About this exercise: Look below for the line containing "correct any longer"; from there through the line containing "still lists 1.0.0", both lines included, please set down each line exactly and nothing else.

Supplied entries:

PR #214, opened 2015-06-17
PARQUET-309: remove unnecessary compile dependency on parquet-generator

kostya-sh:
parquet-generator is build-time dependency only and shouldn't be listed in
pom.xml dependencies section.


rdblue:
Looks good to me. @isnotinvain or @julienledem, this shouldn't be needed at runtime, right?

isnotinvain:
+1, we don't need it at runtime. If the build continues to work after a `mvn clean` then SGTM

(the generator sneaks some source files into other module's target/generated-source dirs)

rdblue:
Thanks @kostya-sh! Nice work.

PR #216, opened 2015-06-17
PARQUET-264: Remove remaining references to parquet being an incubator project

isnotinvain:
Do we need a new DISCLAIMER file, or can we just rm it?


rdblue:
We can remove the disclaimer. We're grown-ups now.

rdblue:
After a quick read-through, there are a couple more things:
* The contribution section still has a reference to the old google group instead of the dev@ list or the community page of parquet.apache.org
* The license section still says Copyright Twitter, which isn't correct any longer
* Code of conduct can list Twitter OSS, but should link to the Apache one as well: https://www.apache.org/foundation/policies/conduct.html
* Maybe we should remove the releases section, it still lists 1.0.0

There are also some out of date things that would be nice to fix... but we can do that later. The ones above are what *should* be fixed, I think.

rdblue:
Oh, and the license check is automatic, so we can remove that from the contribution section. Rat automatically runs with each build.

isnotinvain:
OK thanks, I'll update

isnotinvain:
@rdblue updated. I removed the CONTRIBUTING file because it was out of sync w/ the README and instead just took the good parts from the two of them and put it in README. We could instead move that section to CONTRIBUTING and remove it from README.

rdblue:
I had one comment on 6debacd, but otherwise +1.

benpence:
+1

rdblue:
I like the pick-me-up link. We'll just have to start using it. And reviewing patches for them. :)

Written reply:
* The license section still says Copyright Twitter, which isn't correct any longer
* Code of conduct can list Twitter OSS, but should link to the Apache one as well: https://www.apache.org/foundation/policies/conduct.html
* Maybe we should remove the releases section, it still lists 1.0.0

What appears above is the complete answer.